J Systems makes going solar easy, so you’ll get a better energy service at a better price. The company’s services include a wide range of solar mounting systems for customers to choose from, backed by an excellent quality assurance.
J Systems can offer the most suitable recommendations and products based on customer requirements, ground conditions, and environmental characteristics.
Interview with Cristian Croitoru, Business Development Representative at J Systems.
How do your products or solutions contribute to greater operational efficiency for your clients or end-users?
Cristian Croitoru: Our photovoltaic and agrivoltaic mounting systems are engineered for fast installation, optimal land use, long-term structural stability, and minimal maintenance.
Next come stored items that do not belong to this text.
PR #13242, opened 2026-08-25
DEV-2624: Guard option values interpolated into HTML attributes

demtario:
### Context

The PR fixes an unescaped attribute interpolation in the `dialog` plugin, and hardens the two other places where a caller-supplied value reaches an HTML attribute.

`dialog` and `emptyDataState` build their DOM by interpolating values into an HTML string that ends up in `template.innerHTML` (`helpers/templateLiteralTag.ts`). Values that land in element content go through `stripTags()`; values that land in attribute position went through nothing. `stripTags()` removes tag-like spans but escapes no `"`, `'`, `<`, `>`, so it is a text-position sanitizer only, and a quote in an attribute-position value closes the attribute and everything after it parses as further attributes.

One path was reachable. `dialog.ts` built its template variables as `{ id: this.hot.guid, ...template }`, with the spread **after** the default, so a caller-supplied `template.id` won and landed raw in `id="${id}-dialog-confirm-title"`. Unknown keys inside `template` pass `SETTINGS_VALIDATORS` untouched, because `BasePlugin#updatePluginSettings` iterates the validator's own keys only. Exploiting it requires the integrating developer to forward an attacker-influenced string into that option, so it is not a default-configuration XSS, but it is an attribute injection on a public API path released in 18.0.0. The fix assigns the GUID after the spread, which also keeps `aria-labelledby` / `aria-describedby` pointing at ids that exist.

The `button.type` interpolations in `dialog/templates/confirm.ts` and `emptyDataState/ui.ts` were **not** reachable: both are gated by an `['primary', 'secondary']` check in the plugin's `SETTINGS_VALIDATORS`, and for `emptyDataState`'s function-form `message` that same validator is re-run on the function's return value by `BasePlugin#getSetting`. They are hardened anyway, because the render site is the only place that knows the value is about to become a class name, the allowed set was duplicated as five inline literals across three plugins, and `classList.add()` throws `InvalidCharacterError` on a value containing a space.

A code-review pass then found the reachable sibling of the interpolation this branch set out to fix. `loading/content.ts` interpolated `${title}` and `${description}` raw into its `h2` and `p`, and both are documented `loading` options whose validator checks `typeof value === 'string'` only (`loading.ts:155`, `metaSchema.ts:3918`). The string reaches the DOM through the dialog's `content` path, so `loading: { title: '' }` executed by default. Both are now tag-stripped. `${icon}` stays markup on purpose: its default value is the spinner SVG.

Changes:

- `helpers/uiButton.ts` (new) declares `ButtonType`, `BUTTON_TYPES`, `DEFAULT_BUTTON_TYPE`, `isButtonType()` and `resolveButtonType()`. The declared type of the public `button.type` option stays `string`, so no consumer stops compiling; the contract is enforced at runtime only.
- `loading/content.ts` strips tags from `title` and `description`.
- `dialog/dialog.ts` assigns `id: this.hot.guid` after the `...template` spread.
- `dialog/templates/confirm.ts`, `emptyDataState/ui.ts` and `notification/ui.ts` resolve the button type at the render site. `notification/notification.ts:496` normalized it with an inline ternary before the UI ever saw it; that site now calls the shared helper too, so `resolveButtonType()` is the single place that decides the value.
- `dialog/dialog.ts` and `emptyDataState/emptyDataState.ts` validators use `BUTTON_TYPES` instead of their own literal.
- `exportFile/utils.ts` strips tags from the interpolated dialog title, matching every other template.
- `metaSchema.ts` escapes the raw `|` in two table cells that currently break the rendered API-reference table. It deliberately does **not** document a `secondary` fallback: an unrecognized `type` is rejected by the plugin validator before any render site sees it, so no user can observe the fallback, and documenting it would send people chasing behavior that never fires.
- `handsontable/AGENTS.md` records the rule for future changes.

One adjacent bug is deliberately left alone: `dialog.ts`'s `template` validator wraps `.includes(...)` in `typeof`, so the expression is the always-truthy string `'boolean'` and `template.type` is never validated at the settings layer. Fixing it would turn the current loud `throwWithCause` in `DialogUI.useTemplate` into a silent warn-and-ignore and break two existing specs, so it needs its own task.

### How has this been tested?

New unit tests assert on the **rendered DOM**, not on the generated markup, so they survive the planned conversion of these templates to DOM construction (DEV-2617) and become its regression net.

- New `handsontable/src/plugins/dialog/templates/__tests__/confirm.unit.js`: hostile `button.type` values (attribute break, element break, space, tag, non-string, unsupported name) render exactly `ht-button ht-button--secondary` with `class` as the only attribute; the a11y options stay in sync with the rendered element ids.
- New `handsontable/src/plugins/emptyDataState/__tests__/ui.unit.js`: same matrix through `EmptyDataStateUI#updateContent`.
- New `handsontable/src/plugins/exportFile/__tests__/utils.unit.js`: the export dialog title is tag-stripped.
- New `handsontable/src/plugins/loading/__tests__/content.unit.js`: `title` and `description` are tag-stripped, the icon still renders as markup, and the element ids derive from the passed id.
- `handsontable/src/plugins/dialog/__tests__/options/template.spec.js`: a `template.id` carrying `">` no longer reaches the DOM; the title and description ids stay GUID-derived and no `img` is injected.
- `handsontable/src/plugins/emptyDataState/__tests__/options/message.spec.js`: a function `message` returning a hostile `button.type` falls back to the default message and renders no button, pinning the `getSetting` return-value validation the analysis above relies on.

Each guard was confirmed to fail without the fix: reverting the spread order fails the new `template.spec.js` case, reverting `resolveButtonType` fails six cases in each of the two new plugin unit files, and reverting the `loading` `stripTags` fails the new `content.unit.js` case.

```bash
# unit (full core suite): 3764 passed, 316 suites

# the new unit tests only
npm run test:unit --prefix handsontable --testPathPattern='confirm.unit|emptyDataState/__tests__/ui|exportFile/__tests__/utils|loading/__tests__/content.unit'

# E2E for every affected plugin: 613 specs, 0 failures
npm run test:e2e --prefix handsontable --testPathPattern='(dialog|emptyDataState|notification|exportFile|loading)/__tests__'

# types, lint, build
```

### Types of changes

### Related issue(s):

1. DEV-2624

### Affected project(s):

- [x] `handsontable`
- [ ] `@handsontable/vue3`

### Checklist:

ClickUp task: https://app.clickup.com/t/9015210959/DEV-2624

---

> [!NOTE]
> **High Risk**
> Changes touch public plugin options and HTML generation paths where untrusted or mis-forwarded strings could previously break attributes or execute markup; fixes are defensive but affect default loading title/description behavior (text instead of HTML).
> 
> **Overview**
> This PR closes **attribute injection and HTML interpretation** gaps where plugin options were interpolated into markup without escaping or validation.
> 
> The **dialog** plugin now always uses the grid **GUID** for template element ids (assigned after `...template`), so a caller-supplied `template.id` cannot break out of `id` attributes or create duplicate ids. **Loading** (and export progress UI) now **escapes** `title` and `description` via new `escapeHtml()` so strings render as text—including phrases with `<` that `stripTags` would truncate; **`icon` remains the only markup slot**. **Dialog**, **emptyDataState**, and **notification** resolve button `type` at render time through shared **`isButtonType` / `resolveButtonType`**, aligned with settings validators.
> 
> Docs, metaSchema, changelog, and **AGENTS.md** document the text-vs-markup contract. Unit and integration tests assert the rendered DOM for hostile inputs.
> 
> <sup>Reviewed by [Cursor Bugbot](https://cursor.com/bugbot) for commit 2577f6f3be0a7a373802c3b031000282716dca16. Bugbot is set up for automated code reviews on this repo. Configure [here](https://www.cursor.com/dashboard/bugbot).</sup>


qunabu:
Task linked: [DEV-2624 Dialog and emptyDataState templates interpolate caller values into HTML attributes without escaping](https://app.clickup.com/t/9015210959/DEV-2624)

handsontable/src/plugins/loading/content.ts
```diff
@@ -18,8 +21,8 @@ export function loadingContent({ id, icon, title, description }: { id: string; i
     <div class="${LOADING_CLASS_NAME}__content">
       <i class="${LOADING_CLASS_NAME}__icon">${icon}</i>
       <div class="${LOADING_CLASS_NAME}__text">
-        <h2 id="${id}-${PLUGIN_KEY}-title" class="${LOADING_CLASS_NAME}__title">${title}</h2>
-        ${description ? `<p id="${id}-${PLUGIN_KEY}-description" class="${LOADING_CLASS_NAME}__description">${description}</p>` : ''}
+        <h2 id="${id}-${PLUGIN_KEY}-title" class="${LOADING_CLASS_NAME}__title">${stripTags(title)}</h2>
```
budnix: `stripTags` treats any `<` as the start of a tag and drops everything until it finds a `>`. I ran it: `'Loaded 5 < 10 rows'` comes back as `'Loaded 5 '`, and `'a < b and c > d'` becomes `'a  d'`. Before this change the string went straight to `innerHTML`, where a `<` followed by a space is just text, so it rendered fine — meaning a title with a less-than sign now silently loses half of itself. Escaping (`&`, `<`, `>`, `"`, `'`) would block the markup and keep the text whole; there is no escape helper in `helpers/string.ts` yet, so it would be a small new one.

handsontable/src/plugins/loading/content.ts
```diff
@@ -1,15 +1,18 @@
...
  * The `loadingContent` function returns a HTML string with the loading content.
  *
  * @param {object} options Loading content options.
  * @param {string} options.id Loading id.
- * @param {string} options.icon Loading icon.
- * @param {string} options.title Loading title.
- * @param {string} options.description Loading description.
+ * @param {string} options.icon Loading icon. Written as markup on purpose, so the default SVG
+ *   spinner (and any replacement for it) renders. Never pass a value derived from user input here.
+ * @param {string} options.title Loading title. Tags are stripped, so it renders as plain text.
```
budnix: This JSDoc now says tags are stripped, but the public docs still don't. `metaSchema.ts:3917` lists `title` and `description` as just "A string", and the plugin JSDoc in `loading.ts:42-44` still says "Loading title to display". The `loading` option shipped in 16.1.0, so someone passing `<strong>` there today loses it on upgrade with nothing in the docs explaining why.

.changelogs/13242.json
```diff
@@ -0,0 +1,8 @@
+{
+  "issuesOrigin": "private",
+  "title": "Fixed the `dialog` plugin interpolating an unvalidated `template.id` into the dialog's `id` attribute, and the `loading` plugin rendering its `title` and `description` options as HTML. The button `type` option of the `dialog`, `emptyDataState`, and `notification` plugins is now resolved where the markup is built.",
+  "type": "security",
+  "issueOrPR": 13242,
+  "breaking": false,
```
budnix, line 6: The `loading` plugin's `title` and `description` used to render HTML and now don't. That option has been out since 16.1.0, so it's a real behavior change for anyone already passing markup — no warning, no migration note. Worth either marking it breaking or calling it out plainly in the title. The `template.id` half reads fine as non-breaking, since I checked and that key was never documented.

handsontable/src/plugins/exportFile/utils.ts
```diff
@@ -21,7 +22,7 @@ export function buildExportDialogContent(title: string): DocumentFragment {
         </svg>
       </i>
       <div class="${LOADING_CLASS_NAME}__text">
-        <h2 class="${LOADING_CLASS_NAME}__title">${title}</h2>
+        <h2 class="${LOADING_CLASS_NAME}__title">${stripTags(title)}</h2>
```
budnix: `buildExportDialogContent` has exactly one caller (`exportFile.ts:632`) and it passes `getTranslatedPhrase(EXPORT_FILE_DIALOG_TITLE)`, so this never sees user data. What it does change: a customer who registers a language dictionary with markup in that phrase now loses it, and the `<` problem above applies here too. Curious whether this was meant as cover for future callers — if so, a line in the JSDoc saying that would help.

handsontable/AGENTS.md
```diff
@@ -75,6 +75,7 @@ Gotcha: Filters `conditionCollection` uses physical indexes, `getDataAtCol()` us
...
...library authors, keep it out of the caller's reach: `dialog.ts`'s `useTemplate` call assigns `id: this.hot.guid` **after** the `...template` spread on purpose, because the reverse order let a caller-supplied `template.id` win, and unknown keys inside `template` pass `SETTINGS_VALIDATORS` untouched (`plugins/base/base.ts` iterates the validator's own keys only). A benign custom id was a defect of its own: two grids configured with the same one emitted duplicate element ids into a single document (WCAG 4.1.1), which a GUID cannot do. (2) For a value with a documented fixed set, resolve it where the markup is built, and test it with the same predicate the settings validator uses: button types go through `isButtonType()` / `resolveButtonType()` (`helpers/uiButton.ts`) in `dialog`, `emptyDataState`, and `notification`, validators included. Duplicating `['primary', 'secondary']` inline is what let the render sites and the validators drift, down to a validator that accepted `String(value)` while the render site required a real string. The guard keeps earning its place after a DOM-construction refactor, because `classList.add()` throws `InvalidCharacterError` on a value containing a space.
```
budnix: Small correction: the bullet says the shared predicate is used in `dialog`, `emptyDataState`, and `notification`, "validators included". Notification has no button-type validator — its `SETTINGS_VALIDATORS` (`notification.ts:133-138`) declares only `stackLimit` and `animation`, and action types get normalized in `normalizeActions` instead. A future reader will go hunting for that validator and come up empty.

handsontable/src/helpers/uiButton.ts
```diff
@@ -0,0 +1,38 @@
+/**
+ * A button type supported by the built-in UI components (`dialog`, `emptyDataState`,
+ * `notification`). Each type maps to the `ht-button--<type>` modifier class.
+ */
+export type ButtonType = 'primary' | 'secondary';
```
budnix, line 5: I grepped for both: `ButtonType` is imported nowhere, and `DEFAULT_BUTTON_TYPE` is only used inside this file. Meanwhile `notification.ts:22` still hand-writes `type?: 'primary' | 'secondary'`, and `confirm.ts` and `emptyDataState/ui.ts` still type their buttons as `{ type: string }`. So the copy-paste drift this helper exists to stop can still happen at the type level — using `ButtonType` at those three spots would close that.

handsontable/src/plugins/emptyDataState/__tests__/options/message.spec.js
```diff
@@ -357,6 +357,33 @@ describe('EmptyDataState - message option', () => {
       .toBe('There’s nothing to display yet.');
   });
 
+  it('should ignore a message whose button `type` is not supported (function message)', async() => {
```
budnix, line 365: This test passes on develop too. The only source change in `emptyDataState.ts` swaps `(typeof item.type === 'string' && ['primary','secondary'].includes(item.type))` for `isButtonType(item.type)`, and those two are the same check — so the validator already rejected this input, the message already fell back to the default, and the render site never runs. `ui.unit.js` is the file actually covering the new behavior. Not harmful, just worth knowing this one won't catch a regression.

handsontable/src/plugins/loading/content.ts
demtario: Agreed, and thanks for running it. This was a regression I introduced, not a pre-existing quirk: before the change the string reached `innerHTML` where `5 < 10` is just text.

Fixed by escaping rather than stripping. `escapeHtml()` is now in `helpers/string.ts` and both `loading/content.ts` and `exportFile/utils.ts` use it. `stripTags` stays where it already shipped (`dialog` and `emptyDataState` titles), so no existing behavior changes there.

Two tests cover it: `helpers/__tests__/string.unit.ts` asserts the escaping and pins the truncation you found (`stripTags('Loaded 5 < 10 rows')` returns `'Loaded 5 '`), and `loading/__tests__/content.unit.js` asserts `'Loaded 5 < 10 rows'` and `'a < b and c > d'` survive intact.

One consequence worth naming: markup passed in `loading.title` now renders literally instead of disappearing. That is the visible change your changelog comment asked about, and it is documented in the three places from your other comment.

handsontable/src/plugins/loading/content.ts
demtario: Right, the docs were the gap. Now documented in all three places:

- `metaSchema.ts` (the `loading` option table): `title` and `description` render as text, markup shows up literally, use `icon` for the one slot that takes markup.
- `loading.ts` plugin JSDoc: same, per option.
- `docs/content/guides/dialog/loading/loading.md`, in the Custom configuration section.

The JSDoc wording also changed from "tags are stripped" to "escaped, so markup shows up literally", which is what the code does after the fix on your other comment.

.changelogs/13242.json
demtario: Took the "call it out plainly" branch. The entry now reads, after the `template.id` clause:

> Those two `loading` options now render as text, so markup passed in them shows up literally instead of being interpreted; use `icon` for markup.

Left `breaking: false` on purpose: nothing is removed, the accepted type is unchanged, and the option keeps working. What changes is how a markup-carrying value renders, which is the security fix itself.

Two things I did not do, both yours to call:

1. Flip it to `breaking: true` so the entry leads the Security section. Say the word and I will.
2. Add a bullet to `migrating-from-18.1-to-18.2.md` (that page arrived on develop with DEV-2600, so it exists now). I lean yes if we think anyone is passing markup there, and the whole point of your comment is that we cannot know.

handsontable/src/plugins/exportFile/utils.ts
demtario: Correct on the reachability, and yes, cover for future callers was the intent. The JSDoc now says so:

> The title is escaped rather than trusted. Its only current caller passes a translated phrase, which no end user controls, but a customer-registered language dictionary does reach it, and this function is the kind that acquires callers. Escaping (not stripping) keeps a phrase containing `<` intact.

The `<` problem you raised on `loading/content.ts` applied here too, so this site escapes rather than strips, which also means a dictionary phrase with markup keeps its text instead of losing it.

handsontable/AGENTS.md
demtario: You are right, and it would have sent someone hunting. Corrected. The bullet now reads that the predicate is used at every render site (`dialog`, `emptyDataState`, `notification`) and in the two `SETTINGS_VALIDATORS` that have a button-type check (`dialog` and `emptyDataState`), with `notification` normalizing action types in `#normalizeOptions` instead.

handsontable/src/helpers/uiButton.ts
demtario: Half applied, half deliberately not, so let me split it.

Applied: `NotificationAction.type` is now `ButtonType` instead of a hand-written union, and `DEFAULT_BUTTON_TYPE` is module-local since nothing outside the helper used it.

Not applied, on purpose: `confirm.ts` and `emptyDataState/ui.ts` now type the incoming `type` as `unknown`, not `ButtonType`. Those two receive a value straight from a plugin setting, and `resolveButtonType()` exists precisely because they do not trust it. Declaring the narrow type on the way in would assert a check that has not run yet, which is the same mistake as the validator drift this PR fixes. The narrow type belongs on what the resolver returns, and it is there.

The drift you are pointing at is real though, and there was a live instance: `dialog.ts` tested `BUTTON_TYPES.includes(String(item.type))` while the render site required an actual string, so an object with a `toString()` returning `'primary'` passed the validator and then rendered as `secondary`. Both validators now call `isButtonType()`, the same predicate `resolveButtonType()` uses, so what the validator accepts is exactly what the markup can carry.

Also deduped while in there: `emptyDataState/ui.ts` had that button shape written out three times, now one `MessageButton` / `MessageContent` pair.

handsontable/src/plugins/emptyDataState/__tests__/options/message.spec.js
demtario: Agreed, and this one had already been called out in the second review pass, so it is now labelled rather than removed. The spec carries a comment saying it is a characterization test that passes on the pre-fix code too, because `getSetting` re-runs the validator on the function return value and the whole message is dropped before any button renders. It is there to pin that guard, since the reachability argument for the render-site fix depends on it, and the comment points at `emptyDataState/__tests__/ui.unit.js` for the actual render-site coverage. The title changed to "should ignore a message whose button `type` is not supported" so it no longer reads as if a type were being filtered.

Kept rather than deleted because that guard is load-bearing for the analysis: if `#wrapSettingWithValidator` ever stopped validating return values, this is the test that would notice.

docs/content/guides/dialog/loading/loading.md
```diff
@@ -82,6 +82,9 @@ To enable the Loading plugin, set the [`loading`](@/api/options.md#loading) opti
 
 The loading dialog supports customization of the icon, title, and description.
 
+The `title` and `description` options render as text, so markup passed in them shows up literally.
```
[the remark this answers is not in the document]
demtario: Valid catch. The guide gained a paragraph documenting that `title` and `description` render as text, which is a substantive content change under `docs/AGENTS.md` section 2.6, and the sibling `notification.md` already carries the same field. Added `menuTag: updated`.

Committed locally as `2577f6f3b` and not yet pushed on purpose: pushing cancels the run currently in flight, and that run is the verdict on a deflaked E2E spec in this PR. It goes up as soon as `CI Gate` settles.

budnix (approved):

These characteristics reduce installation time, lower operational costs, and ensure stable energy performance throughout the lifetime of the system.
Moreover, since many of our fasteners are pre-assembled, using our products can significantly accelerate on-site construction and improve overall installation efficiency.
Which key technologies or design principles have most improved the efficiency of your latest product generation?
C.C: Our greenhouse and agrivoltaic designs not only enhance crop productivity but also generate electricity simultaneously, delivering dual benefits for agricultural and photovoltaic output.
How do you define and measure “efficiency” within your organization or product portfolio?
C.C: Efficiency is measured through installation speed per kW, mechanical resistance relative to material use, lifetime cost of the structure, and actual field performance. Stability, low maintenance requirements, and predictable long-term behavior are core indicators used in our evaluations.
In what ways has digitalization (IoT, data analytics, AI, etc.) influenced your approach to improving efficiency?
C.C: We use structural simulation tools to validate and optimize the geometry of our mounting systems. These tools allow us to analyze mechanical behavior under wind and snow loads and to adjust the profiles for an optimal strength-to-weight ratio. This digital validation reduces development time, minimizes material use, and ensures consistent structural performance before production.
Having said that, we value the importance of the field-testing as well. All our products have been proved very resistant by so many projects with different applications.
Can you share a recent project or case study where efficiency gains led to significant performance or sustainability benefits?
C.C: A 150 kW agrivoltaic pilot project implemented in Romania in 2025 demonstrated strong dual benefits: grape production of 8 t/ha under panels versus 2.5 t/ha in an open field, improved soil moisture retention, reduced wind exposure, and renewable energy generation without compromising agricultural output. The project validates the efficiency of combining energy and agriculture on the same land.
How do you balance efficiency improvements with other priorities, such as reliability, quality, or environmental impact?
C.C: We focus on material durability, structural integrity, and design simplicity. Zn-Al-Mg steel extends product lifetime and reduces material consumption. Agrivoltaic systems support sustainable agriculture by improving microclimate stability, lowering irrigation needs, and minimizing land conflict between food and energy.
What role do your suppliers or partners play in helping you achieve higher efficiency across your value chain?
C.C: We work with certified steel suppliers and internationally recognized module manufacturers. Their material consistency, dimensional accuracy, and stable delivery schedules contribute directly to faster installations and predictable project outcomes.
How do you ensure that efficiency improvements are maintained over the full lifecycle of your product or solution?
C.C: Our systems are modular, easy to inspect, and built from corrosion-resistant materials. This ensures long-term mechanical stability and sustained operational efficiency with minimal intervention.
What challenges or barriers do you face when implementing efficiency-driven innovations in your industry?
C.C: Different regional standards, emerging agrivoltaic regulations, and the lack of long-term agricultural performance data represent the main challenges. Continuous testing, adaptation to local conditions, and collaboration with research partners are essential to overcome these barriers.
That’s why we invested in Romania the agrivoltaics project with local partners to observe the actual performance and make the constant improvement accordingly.
Looking ahead, which emerging technologies or trends do you believe will most unlock new levels of efficiency in your field?
C.C: Emerging technologies such as modular connection systems and advanced FEM-based structural optimization will significantly enhance installation speed and overall structural reliability. In addition, digital design tools—including AI-assisted structural optimization (covering the design refinement of fasteners and connection components) and microclimate modeling for agrivoltaics—will further shorten development cycles and improve overall system efficiency.
Your mounting bracket is made of galvanized steel, would it be too heavy compare with aluminum one for the concrete roof top of the building?
C.C: Many of our clients have this wrong conception in the beginning. To be resistant from the wind stroke or storm, the whole installation must reach certain weight. Using the steel structure can reduce the use of concrete ballast, while the lighter structure made of other material will need to increase the weight of concrete ballast. In the end the total weight is the same, but using the steel structure can reduce the cost for concrete ballast.